My diagnosis as I survived longer became more about my long-term side effects from these drugs that had saved my life….and I wondered and still wonder at times what that really means… I live and I love and I laugh and that’s what I wanted. I had children, I practice a career that I love and help others, but I carry with me on a daily basis the entrails of my treatments and repercussions to help me stay alive. I’m aware of the ones that are close to me yet still don’t believe or understand me when I say I can’t hike or even ascend a flight of steps quickly because I can’t catch my breath (the bleomycin has severely scarred my lungs and I have fibrosis). I sometimes lay in bed hearing my heart beat like a baby bird and wondering if I’m having a heart attack (I have severe aortic stenosis and tachycardia). I can’t go into a doctor who doesn’t understand my health history because they misdiagnose me every time, not understanding what they see when they look at my scans (the scarring on my lungs makes it look like I have embolisms and nodules).
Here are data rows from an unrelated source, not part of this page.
PR #3409, opened 2022-02-01
duplicate WFH changes title and StartDateTime

ts23:
For rolling forward Lectures from one year to the next we need to be able to change the Title and Start Date and Time of the duplicated mediapackage.

### DIFF
--- a/docs/guides/admin/docs/workflowoperationhandlers/duplicate-event-woh.md
+++ b/docs/guides/admin/docs/workflowoperationhandlers/duplicate-event-woh.md
@@ -33,6 +33,10 @@ Parameter Table
 |copy-number-prefix   |`copy`                                     |The prefix used for the number of the copy which is appended to the title of the new event.     |
 |number-of-events     |`2`                                        |How many events to create.|
 |max-number-of-events |`1000`                                     |How many events are allowed to be created at maximum.|
+|no-suffix            |`true`                                     |Boolean to decide if the number suffix (`copy #`) is not attached (true ... no attachment, false ...`copy #` is attached) |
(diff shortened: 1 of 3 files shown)


joneug:
I tested this and the given title is set correctly. However, the given date is only reflected in the "Created" metadata filed not in the "Start date" field. Is this what you wanted?

Also, I cannot start the duplicate-event workflow without specifying a start date. If I try that the following exception is thrown: `java.lang.RuntimeException: Bug. At least one of the value columns must be non null.`

gregorydlogan:
@ts23 ping

ts23:
@gregorydlogan Pong ... still looking at it ... making progress ... trying to sort startDate

gregorydlogan:
Converting to a draft since I almost accidentally merged this today :D

tyfranck:
I'll pick this one up. I don't have access to  @ts23 repository so will probably have to create a new pull request based on this.

tyfranck:
I've created a new PR #3805 which should address the issue highlighted.  Please take a look. 
I'm going to close this PR.

tyfranck:
> I tested this and the given title is set correctly. However, the given date is only reflected in the "Created" metadata filed not in the "Start date" field. Is this what you wanted?

Should now be fixed please see PR #3805

> Also, I cannot start the duplicate-event workflow without specifying a start date. If I try that the following exception is thrown: `java.lang.RuntimeException: Bug. At least one of the value columns must be non null.`

This is an UI issue with input set as date.  Should now be possible to run duplicate-event workflow without start date.

tyfranck:
See PR #3805

PR #3444, opened 2022-02-11
Fix frontend-no-prebuilt profile

lkiesow:
This patch fixes the frontend-no-prebuilt maven profile which can be
used to have maven run the local npm version instead of downloading one.
That has the big advantage of not having to remove any `none*` folders
when you switch versions.

To try this, run:

```
❯ mvn clean install -Pdev,frontend-no-prebuilt
```

The profile did exist for a long time but was broken due to some tasks
being executed in the wrong order like trying to copy the frontend to
the target folder before actually building it.

### Your pull request should…

* [x] have a concise title
* [x] pass automated tests

### DIFF
--- a/modules/admin-ui-frontend/pom.xml
+++ b/modules/admin-ui-frontend/pom.xml
@@ -44,8 +44,9 @@
                 </goals>
                 <phase>initialize</phase>
                 <configuration>
-                  <executable>node_modules/.bin/bower</executable>
+                  <executable>npx</executable>
                   <arguments>
+                    <argument>bower</argument>
                     <argument>--allow-root</argument>
                     <argument>install</argument>
                   </arguments>
@@ -56,17 +57,18 @@
                 <goals>
                   <goal>exec</goal>
                 </goals>
-                <phase>compile</phase>
+                <phase>initialize</phase>
                 <configuration>
-                  <executable>node_modules/grunt-cli/bin/grunt</executable>
+                  <executable>npx</executable>
                   <arguments>
+                    <argument>grunt</argument>
                     <argument>build</argument>
                     <argument>--skipTests=${skipTests}</argument>
                   </arguments>
                 </configuration>
               </execution>
               <execution>
-                <id>esline</id>
+                <id>eslint</id>
                 <goals>
                   <goal>exec</goal>
                 </goals>
--- a/modules/engage-paella-player/pom.xml
+++ b/modules/engage-paella-player/pom.xml
@@ -37,11 +37,11 @@
                 </configuration>
               </execution>
               <execution>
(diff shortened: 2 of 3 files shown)


mliradelc:
Tried and I'm having this problem with the lti module when is being compiled with the parameters you give in the description.

```
node:internal/modules/cjs/loader:488
      throw e;
      ^

Error [ERR_PACKAGE_PATH_NOT_EXPORTED]: Package subpath './2020/CreateDataProperty' is not defined by "exports" in /Users/maxlira/repos/oc-official/modules/lti/node_modules/es-abstract/package.json
    at new NodeError (node:internal/errors:371:5)
    at throwExportsNotFound (node:internal/modules/esm/resolve:429:9)
    at packageExportsResolve (node:internal/modules/esm/resolve:683:3)
    at resolveExports (node:internal/modules/cjs/loader:482:36)
    at Function.Module._findPath (node:internal/modules/cjs/loader:522:31)
    at Function.Module._resolveFilename (node:internal/modules/cjs/loader:919:27)
    at Function.Module._load (node:internal/modules/cjs/loader:778:27)
    at Module.require (node:internal/modules/cjs/loader:999:19)
    at require (node:internal/modules/cjs/helpers:102:18)
    at Object.<anonymous> (/Users/maxlira/repos/oc-official/modules/lti/node_modules/object.getownpropertydescriptors/implementation.js:3:26) {
  code: 'ERR_PACKAGE_PATH_NOT_EXPORTED'
}

Node.js v17.3.0
[ERROR] Command execution failed.
```

I tried again but with the normal `mvn clean install -Pdev` without any issues

lkiesow:
You are using Node 17.x while Opencast supports the latest LTS which is 16.x.
Not sure if that causes the issue and we will eventually need to fix it anyway, but can you try using 16 for testing this?
This patch is only about the build process and not about the code after all.

lkiesow:
Yep, it's likely you using Node 17 since [Node 16 already gives a deprecation warning](https://github.com/ljharb/es-abstract/issues/133) for this.

mliradelc:
I though that maven downloads the nodejs version required for the project. I have to check that.

mliradelc (approved):
Works as intended! Merged!

mliradelc:
Note: 
If any encounter problem compiling, use `Node version Manager, NVM` to change to the latest LTS version (In this case the 16)

lkiesow:
The idea behind the `frontend-no-prebuilt` profile is basically to tell Maven to not download Node but to use the system version.
That is why you can do things like jumping between Opencast versions without having to remove it.
You are using the same version of node after all.
The downside of this is that you are now responsible for your environment yourself.

Issue #1374, opened 2020-01-21
When there is a series without a title, the metadata tabs break


JulianKniephoff:
After creating series with an empty title, which is surprisingly easy to do, considering that it is marked as a required field in the admin UI, you can't enter new or edit existing metadata anymore. The metadata tab is just empty:

![image](https://user-images.githubusercontent.com/123272/72820379-28b1d180-3c6f-11ea-9049-85d5eba0398f.png)

Apparently the `metadata` and `metadata.json` endpoints have a problem serializing this (which they have to do since they return a list of possible series to display). Interestingly the requests still succeed with a 200 code; they just don't have any content.

The serialization error can be seen in the log, and is ultimately due to some `NullPointerException`. Unfortunately I could not investigate further, yet.

karendolan:
@JulianKniephoff I am surprised the Series service did not reject the creation of a series without a title. This seems  like an easy fix to enforce a default series title (i.e. `S-<seriesId>`) upon series creation.

[EDIT] I recommend the default series title because many places in the code expect a minimum ID and Title for both series and episode. If one or the other does not exist, it impacts more than the External API api and the Admin api.

ebbertd:
@JulianKniephoff Is this fixed now?

JulianKniephoff:
Seems to be fixed! :D

PR #3460, opened 2022-02-16
fix admin-ui endpoint crash, when a series without title exists

darolfes:
The metadata tab would break, when there is a series without title (see #1374 ).
This pullrequest fixes the endpoint, that causes this behavior, by simple removing series with empty titles. Meaning the metadata tab loads again, but series with empty titles are not selectable (other series work fine).

Not sure if this should close the issue, as this only fixes a major symptom, but not the underlying problem. Empty series titles still cause small problems in other areas (e.g. attributes of series with empty titles sometimes can't be modified) and can still be created over the rest api.

### DIFF
--- a/modules/admin-ui/src/main/java/org/opencastproject/adminui/endpoint/AbstractEventEndpoint.java
+++ b/modules/admin-ui/src/main/java/org/opencastproject/adminui/endpoint/AbstractEventEndpoint.java
@@ -1189,7 +1189,7 @@ public abstract class AbstractEventEndpoint {
 
     // Remove null keys
     Map<String, String> seriesCollection = seriesField.getCollection();
-    while (seriesCollection.remove(null) != null) { }
+    seriesCollection.remove(null);
     seriesField.setCollection(seriesCollection);
 
     return;
--- a/modules/admin-ui/src/main/java/org/opencastproject/adminui/endpoint/AbstractEventEndpoint.java
+++ b/modules/admin-ui/src/main/java/org/opencastproject/adminui/endpoint/AbstractEventEndpoint.java
@@ -1172,6 +1172,29 @@ public abstract class AbstractEventEndpoint {
     }
   }
 
+  /**
+   * Removes emtpy series titles from the collection of the isPartOf Field
+   * @param ml the list to modify
+   */
+  private void removeSeriesWithNullTitlesFromFieldCollection(MetadataList ml) {
+    // get Series MetadataField from MetadataList
+    MetadataField seriesField = Optional.ofNullable(ml.getMetadataList().get("dublincore/episode"))
+            .flatMap(titledMetadataCollection -> Optional.ofNullable(titledMetadataCollection.getCollection()))
+            .flatMap(dcMetadataCollection -> Optional.ofNullable(dcMetadataCollection.getOutputFields()))
+            .flatMap(metadataFields -> Optional.ofNullable(metadataFields.get("isPartOf")))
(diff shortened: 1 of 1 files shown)


modules/admin-ui/src/main/java/org/opencastproject/adminui/endpoint/AbstractEventEndpoint.java
```diff
@@ -1172,6 +1172,29 @@ public Response createEventCommentReply(@PathParam("eventId") String eventId, @P
...
+            .flatMap(dcMetadataCollection -> Optional.ofNullable(dcMetadataCollection.getOutputFields()))
+            .flatMap(metadataFields -> Optional.ofNullable(metadataFields.get("isPartOf")))
+            .orElse(null);
+    if (seriesField == null || seriesField.getCollection() == null) {
+      return;
+    }
+
+    // Remove null keys
+    Map<String, String> seriesCollection = seriesField.getCollection();
+    while (seriesCollection.remove(null) != null) { }
```
lkiesow: This is just a confusing way of just doing:
```suggestion
    seriesCollection.remove(null);
```
Map keys have to be unique, or don't they? That means there can only be one element with key `null` in the `Map`. That means you only ever call map twice in this loop and the last time it will never do anything.

darolfes: Yes, of course.

gregorydlogan:
@darolfes while I'm fine with this solution, are you able to address the underlying API issue?  It should not be possible to create invalid series via our own rest api :D

modules/admin-ui/src/main/java/org/opencastproject/adminui/endpoint/AbstractEventEndpoint.java
```diff
@@ -1172,6 +1172,29 @@ public Response createEventCommentReply(@PathParam("eventId") String eventId, @P
...
+   */
+  private void removeSeriesWithNullTitlesFromFieldCollection(MetadataList ml) {
+    // get Series MetadataField from MetadataList
+    MetadataField seriesField = Optional.ofNullable(ml.getMetadataList().get("dublincore/episode"))
+            .flatMap(titledMetadataCollection -> Optional.ofNullable(titledMetadataCollection.getCollection()))
+            .flatMap(dcMetadataCollection -> Optional.ofNullable(dcMetadataCollection.getOutputFields()))
+            .flatMap(metadataFields -> Optional.ofNullable(metadataFields.get("isPartOf")))
+            .orElse(null);
+    if (seriesField == null || seriesField.getCollection() == null) {
+      return;
```
karendolan, line 1187: It would be helpful to log with INFO or WARN, here, the ID of each series that is being omitted from the admin UI

KatrinIhler:
@gregorydlogan Fixing the API, while a good idea, is unfortunately not in scope for this. But this way we can at least stop it from bringing down the Admin UI upload every couple of months...

modules/admin-ui/src/main/java/org/opencastproject/adminui/endpoint/AbstractEventEndpoint.java
KatrinIhler: Be aware that the series still show up in the Admin UI table (though series with empty titles will always be at the bottom of the last page, no matter how you sort...), it just won't be in the series dropdown in the metadata tab.

PR #3471, opened 2022-02-21
Matrix room description update fix

Alaschinger:
The Matrix room description of the development team doesn't automatically update to the latest version in case of a new release. This should be fixed by using the 'tags' instead of the 'releases' list.


lkiesow (approved):
Apereo got an ICLA from Alex.

PR #3540, opened 2022-03-17
Fix NPE when signing publication URLs

mtneug:
Publication URLs might be null. Signing them leads to a NPE.

### Your pull request should…

* [x] have a concise title
* [x] pass automated tests

### DIFF
--- a/modules/admin-ui/src/main/java/org/opencastproject/adminui/endpoint/AbstractEventEndpoint.java
+++ b/modules/admin-ui/src/main/java/org/opencastproject/adminui/endpoint/AbstractEventEndpoint.java
@@ -2697,6 +2697,9 @@ public abstract class AbstractEventEndpoint {
   }
 
   private URI signUrl(URI url) {
+    if (url == null) {
+      return null;
+    }
     if (getUrlSigningService().accepts(url.toString())) {
       try {
         String clientIP = null;


reiferschris (approved):
If I made no mistakes while testing this, I can approve this change. Our dev-system does not show errors in the assets/publications tab anymore after applying this fix. Thank you!

KatrinIhler:
Is this going to be a problem for the External API as well? It can sign publication URLs since #3002.

reiferschris:
I tried testing if the external api has problems but could not reproduce it with querying one of the /api/events//{eventId}/publications/{publicationId}?sign={sign} Endpoints.. But I am not even sure if that would cause it to fail in the first place.
I found this line in your code @KatrinIhler https://github.com/opencast/opencast/pull/3002/files#diff-606d2a3ea1a0603656eb303a059677b604f3bb095b7f81ec97519869f5a751d0R1620 which I would assume prevents this from being a problem, looks kind of similiar to the fix Matthias provided.

mliradelc (approved):
Can confirm, this fix works.

From @reiferschris confirmation, we are sure that the External API is not affected by this bug

mtneug:
@mliradelc: I wondered as well and looked at the event endpoints. [The `getSignedUrl` method](https://github.com/opencast/opencast/blob/87d371ce918dd2b4009d17206d1b26ee6b8cb616/modules/external-api/src/main/java/org/opencastproject/external/endpoint/EventsEndpoint.java#L1620-L1633) actually has a null check so it should not be affected.

PR #3544, opened 2022-03-21
Fix bug: Editor sometimes doesn't skip deactivated sections on Safari Browser

darolfes:
Under some circumstances the Safari Browser doesn't skip deactivated Sections in the Editor. For Example when using the
"Play Transition"-Button. This PR fixes this problem.

Reason for the Bug: Safari doesn't trigger a "Playing"-Event on finishing the seek (in contrast to firefox/chrome). This Event would
restore the Playback-State in the Editor. Instead the Editor remains in the Seeking-State, resulting in faulty behavior.

This fix additionally listens on the "Seeked"-Event, which is triggered by Safari (and some other Browsers), when
the seek is finished and restores the State.


mliradelc (approved):
Tested on my Mac. works as expected

PR #3553, opened 2022-03-23
Fully Automated Release

gregorydlogan:
In theory this should work, however...
- I have not tested that the calculatings for the major and minor versions actually work the way I think they do
- The text of the release is not properly set.  We probably want logic to do different release text depending on if it's a major release, or a minor.
  - In the case of a major we (IMO) have something very vague and ensure the RMs come back and update that text
  - In the case of a minor we (IMO) have something static like "This is a maintenance release for X.y", and the RMs can come back to update it if they feel like they need to.
- The release is still set to be a draft.  Before this goes in we should remove that.

Any other issues or objections people can see?

### Your pull request should…

* [x] have a concise title
* [x] pass automated tests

I was once told by a cardiologist, “Jessica, there are no studies for someone like you. You have outlived what most have not. You’re an enigma.” I was proud and terrified all at once. I have to understand that any time I go see a doctor it may be something serious related to my past treatments. I have a specialist for every orifice of my body. I find that some of my closest parties to me in my life get annoyed at me at times and have even called me a hypochondriac. The fact is I’m not. So when I walk into the doctor’s office and the question is asked “What are you coming in for today?” My answer is “survivorship.”